Dublin court rules brain-dead pregnant mother's life support can be switched off

Landmark ruling comes amid strict abortion laws in Ireland giving 18-week-old foetus same rights as mother

A Dublin court has ruled a clinically brain dead pregnant woman’s life support machine should be switched off in a landmark ruling.

Dublin's High Court said keeping the young mother alive against the wishes of her family  would deprive her of dignity in death and subject her father, partner and two young children to "unimaginable distress" in a "futile exercise".

Doctors with the best interests of both the mother and unborn foetus do not believe there is any medical or ethically based reason for continuing with the "grotesque" process, the court was told.

The woman had suffered a catastrophic internal injury resulting from a blood clot and was transferred to a specialist unit in Dublin last month. Doctors there were unable to revive her.

She was then transferred back to the hospital she was originally admitted to and where she remains now.

Her family had sought to switch the equipment off, but doctors refused over fears they might be prosecuted under Ireland's strict restrictive abortion laws, which give the 18-week-old foetus the same constitutional rights as the mother.

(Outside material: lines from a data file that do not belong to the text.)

PR #89, opened 2020-05-28
refactor: load view with provided context

minh-rakuten:
# Description
The concept is only creating webview when calling `MiniAppDisplay.getMiniAppView(Context)`
- Load webview with provided context.
- Update the flow of lifecycle registration.

We can also achieve this goal in a simpler way by updating `create` method. Please do the evaluation to see which one is better.

## Links
[MINI-1020](https://jira.rakuten-it.com/jira/browse/MINI-1020)
Another PR by updating`MiniApp.create`:
https://github.com/rakutentech/android-miniapp/pull/91

# Checklist

### DIFF
--- a/miniapp/src/main/java/com/rakuten/tech/mobile/miniapp/display/MiniAppDisplay.kt
+++ b/miniapp/src/main/java/com/rakuten/tech/mobile/miniapp/display/MiniAppDisplay.kt
@@ -1,7 +1,12 @@
-package com.rakuten.tech.mobile.miniapp
+package com.rakuten.tech.mobile.miniapp.display
 
+import android.content.Context
 import android.view.View
+import androidx.lifecycle.Lifecycle
 import androidx.lifecycle.LifecycleObserver
+import com.rakuten.tech.mobile.miniapp.js.MiniAppMessageBridge
+import kotlinx.coroutines.Dispatchers
+import kotlinx.coroutines.withContext
 
 /**
  * This represents the contract by which the host app can interact with the
@@ -9,14 +14,23 @@ import androidx.lifecycle.LifecycleObserver
  * This contract complies to Android's [LifecycleObserver] contract, and when made to observe
  * the lifecycle, it automatically clears up the view state and any services registered with.
  */
-interface MiniAppDisplay : LifecycleObserver {
+interface MiniAppDisplay: LifecycleObserver {
+    val basePath: String
+    val appId: String
+    val miniAppMessageBridge: MiniAppMessageBridge
 
     /**
      * Provides the view associated with the mini app to the caller for showing the mini app.
+     * Register the lifecycle as optional
      * @return [View] as mini app's view with [LayoutParams] set to match
      * the parent's dimensions.
      */
-    fun getMiniAppView(): View
+    suspend fun getMiniAppView(context: Context, hostLifecycle: Lifecycle? = null): View =
+        withContext(Dispatchers.Main) {
+            val view = RealMiniAppDisplay(context, basePath, appId, miniAppMessageBridge)
+            hostLifecycle?.addObserver(view)
+            view
+        }
 
     /**
      * Upon invocation, destroys necessary view state and any services registered with.
@@ -28,5 +42,5 @@ interface MiniAppDisplay : LifecycleObserver {
      * on the lifecycle of views e.g. removal of the view from the view system, yet
      * within the same state of parent's lifecycle.
      */
-    fun destroyView()
+    fun destroyView() = Unit
 }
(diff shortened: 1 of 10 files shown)


miniapp/src/main/java/com/rakuten/tech/mobile/miniapp/display/MiniAppDisplay.kt
```diff
@@ -1,22 +1,35 @@
...
+    val miniAppMessageBridge: MiniAppMessageBridge
 
     /**
      * Provides the view associated with the mini app to the caller for showing the mini app.
+     * [LifecycleObserver] as optional. When made to observe the lifecycle,
+     * it automatically clears up the view state and any services registered with.
      * @return [View] as mini app's view with [LayoutParams] set to match
      * the parent's dimensions.
      */
-    fun getMiniAppView(): View
```
corycaywood, line 19: Is there a way we can keep the old `getMiniAppView` method as well as well and deprecate it? I guess it would keeping a context passed from the Application, so things would get complicated.

Maybe we can release a major version for the next release? Then we don't have to worry as much about minor changes to the interface.

miniapp/src/main/java/com/rakuten/tech/mobile/miniapp/display/MiniAppDisplay.kt
```diff
@@ -1,22 +1,35 @@
...
+    suspend fun getMiniAppView(context: Context, hostLifecycle: Lifecycle? = null): View =
+        withContext(Dispatchers.Main) {
+            val view = RealMiniAppDisplay(context, basePath, appId, miniAppMessageBridge)
```
corycaywood, line 29: This will recreate the view every time that they call `getMiniAppView`. Could this cause problems? For example, wouldn't they expect it to always return the same instance if they call it multiple times? Though I can't think of any examples why they would want to call `getMiniAppView` more than once...

I know that I suggested passing the context at `getMiniAppView`, but now I'm wondering if it would be better to pass the context at `MiniApp#create`? It seems like it would solve some potential issues. What do you think @ts-nitish-a-jain @minh-rakuten ?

Under the Irish constitution, the foetus is regarded as a citizen.

The panel of judges said it was in the best interest of the unborn child to authorise the withdrawal of life support in what was a "tragic and unfortunate case".

In their ruling, president of the High Court Mr Justice Nicholas Kearns, Ms Justice Marie Baker and Ms Justice Caroline Costello agreed it had little chance of survival.

"The condition of the mother is failing at such a rate and to such a degree that it will not be possible for the pregnancy to progress much further or to a point where any form of live birth will be possible," they said.

Medical evidence showed the unborn foetus was facing into a "perfect storm" with no realistic prospect of emerging alive.

The woman's father took the case against Ireland's Health Service Executive (HSE) after agreeing with the woman's partner that the life support should be switched off.

"He wanted her to have a dignified death and be put to rest," the court ruling stated.

"His daughter's two children are aware that their mother is sick and believe she is being looked after by the nurses 'until the angels appear'."

The Independent has contacted The HSE, which is responsible for providing all of Ireland's public health care, for comment.